| Extracted data entries |
──────

PR #467, opened 2024-04-29
feat(open-payments): make schema validation in the open-payments client behind a flag

### LINKED ISSUE #454: Prepare @interledger/open-payments lib for use with manifest V3

mkurapov:
## Context
This change adds `validateResponses` flag to open payments client initialization function. This allows bypassing runtime response validation against the Open Payments OpenAPI specs. 

This is particularly useful for the WM extension use case since the openapi validator libraries we use under the hood in @interledger/openapi use `ajv` schema validation during runtime, which uses unsafe `eval` , and as a result, prevents us from running it in the extension for manifest v3: https://github.com/ajv-validator/ajv/issues/406.

Fixes #454


packages/open-payments/src/client/index.ts
```diff
@@ -129,6 +130,7 @@ const parseKey = (
 
 const createUnauthenticatedDeps = async ({
   useHttp = false,
+  validateResponses = true,
```
mkurapov, line 133: the main change here: the addition of optional `validateResponses` flag when creating the open payments clients.

BlairCurrey (approved):
I think you're waiting on Radu for a test in the browser, but it looks good to me

mkurapov:
Tested in the browser with the extension, I do not see any errors related to the client initialization.

Issue #469, opened 2024-04-30
Return the remaining balance on the outgoing payment grant during outgoing payment creation


mkurapov:
## Context
For the web monetization extension (and very likely other use cases), we should know how much has already been spent on the outgoing payment grant. 

Whenever we create an outgoing payment, we determine whether the amount for the payment fits within the limits of the issued outgoing payment grant (by summing up all of the other payment that have been created under that said grant). If not, we reject the payment, otherwise, we create it. This accounting is done in the Open Payment resource server because that is where all of the outgoing payments are stored. We can return these amounts as part of the outgoing payment creation response.

## Todos
- [ ] Update the RS OpenAPI spec to return `grantSpentDebitAmount: Amount` and `grantSpentReceiveAmount: Amount` in the outgoing payment creation response

Issue #471, opened 2024-05-08
Update how we set limits during outgoing payment grant creation


mkurapov:
## Context
Currently, when we create an outgoing payment grant request, we can pass in a `limits` attribute with debitAmount and/or receiveAmount. For simplicity of the API as well as the simplicity of documenting how these amounts are used, we should update the spec to allow only setting `limits.debitAmount` OR `limits.receiveAmount`, not both. 

## Todos
- [ ] Update the auth-server spec to allow debitAmount or receiveAmount in the `limits` attribute of outgoing payment grant creation

PR #474, opened 2024-05-20
feat: return outgoing-payment-with-spent-amounts from POST /outgoing-payment

BlairCurrey:

- changes `POST /outgoing-payment` return type to new `outgoing-payment-with-spent-amounts` which extends existing `outgoing-payment` with new required fields `grantSpentDebitAmount` and `grantSpentReceiveAmount`.

## Context
fixes: https://github.com/interledger/open-payments/issues/469

progress towards: https://github.com/interledger/rafiki/issues/2678

### DIFF
--- a/.changeset/shy-needles-brush.md
+++ b/.changeset/shy-needles-brush.md
@@ -1,5 +1,5 @@
 ---
-'@interledger/open-payments': major
+'@interledger/open-payments': minor
 ---
 
 Changes POST /outgoing-payment return to new 'outgoing-payment-with-spent-amounts' type with grantSpentDebitAmount and grantSpentReceiveAmount
--- a/.changeset/shy-needles-brush.md
+++ b/.changeset/shy-needles-brush.md
@@ -1,0 +1,5 @@
+---
+'@interledger/open-payments': major
+---
+
+Changes POST /outgoing-payment return to new 'outgoing-payment-with-spent-amounts' type with grantSpentDebitAmount and grantSpentReceiveAmount
--- a/openapi/resource-server.yaml
+++ b/openapi/resource-server.yaml
@@ -967,7 +967,6 @@ components:
           metadata:
             description: Thank you for your purchase at ShoeShop!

──────

Count the lines of the records that contain the word "initialization". Give only the count.

2